-- Material supplied follows --

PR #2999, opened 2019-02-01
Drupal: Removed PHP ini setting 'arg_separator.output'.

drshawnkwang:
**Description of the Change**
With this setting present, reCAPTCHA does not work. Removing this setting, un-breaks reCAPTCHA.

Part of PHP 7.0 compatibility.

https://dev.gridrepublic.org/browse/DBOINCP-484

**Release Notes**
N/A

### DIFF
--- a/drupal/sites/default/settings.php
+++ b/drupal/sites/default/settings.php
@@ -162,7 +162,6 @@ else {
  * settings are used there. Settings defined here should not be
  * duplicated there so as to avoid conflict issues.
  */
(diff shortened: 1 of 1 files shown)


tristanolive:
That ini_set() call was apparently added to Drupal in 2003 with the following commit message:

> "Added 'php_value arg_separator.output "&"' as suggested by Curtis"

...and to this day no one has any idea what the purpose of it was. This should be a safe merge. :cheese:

-- Material supplied concluded --
-- Material supplied follows --

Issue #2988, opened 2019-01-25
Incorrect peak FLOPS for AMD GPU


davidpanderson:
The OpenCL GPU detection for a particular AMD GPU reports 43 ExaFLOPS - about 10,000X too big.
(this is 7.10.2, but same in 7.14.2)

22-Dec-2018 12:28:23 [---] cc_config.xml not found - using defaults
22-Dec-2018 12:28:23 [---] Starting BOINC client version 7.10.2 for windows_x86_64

-- Material supplied concluded --

Prompt » Among the lines above, find each one containing the string "should" and copy it.

Exercise response »
  * settings are used there. Settings defined here should not be
...and to this day no one has any idea what the purpose of it was. This should be a safe merge. :cheese:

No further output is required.